In the 70s and 80s the so-called serious music press would mock Sting for his Jah-mehk-i-an accent, and for playing “cod reggae”, but gave the likes of Joe Strummer** a free pass for their attempts at assimilating the style. But The Police got it; The Clash never quite did. And who did the People of Colour subsequently fall over themselves to sample and collaborate with? The widely (whitely?) despised Geordie bassist. It’s also worth noting that within a year of Gordon Sumner (Sting) being born to a milkman in Newcastle-on-Tyne, John Graham Mellor’s (Strummer’s) diplomat father was probably putting the freshly-slapped infant down for the private Surrey boarding school he would go on to attend before beginning his career as a class warrior. Mind you, even today, Sting still can’t seem to keep himself from playing a bass like a guitarist and getting just a smidgen ahead of the sacred pulse. I wonder if Kipper is ever tempted to nudge him back a few milliseconds…

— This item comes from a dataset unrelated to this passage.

Issue #239, opened 2022-08-10
Duplicate-at-offset modifier


frostburn:
Repeat the scale e.g. a third above with options on how to deal with intervals exceeding the equave.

And, for all those no-longer-young Germans who always asked the question when I first met them on school exchange trips to the free half of their country in the 80s, no, I still can’t “break-tanz”.

While I’m on the subject, Christ at Gak Maximum is very angry.

[*I used to go out with a very, very funny and somewhat posh-sounding girl who delighted in mocking herself by saying in a loud RP voice as we walked out of London establishments where I had been addressed by the beige-or-darker, “Goodness! You do have a lot of brothers, don’t you?”]

[**I only recently saw Grosse Pointe Blank. Despite the—in parts inspired—script, the film was nearly ruined by its soundtrack, a cavalcade of cack featuring some godawful musical scribbling from Strummer. If you haven’t seen it yet watch out for Dan Akroyd’s delivery of “Workers of the world unite” as a punchline. Genius.]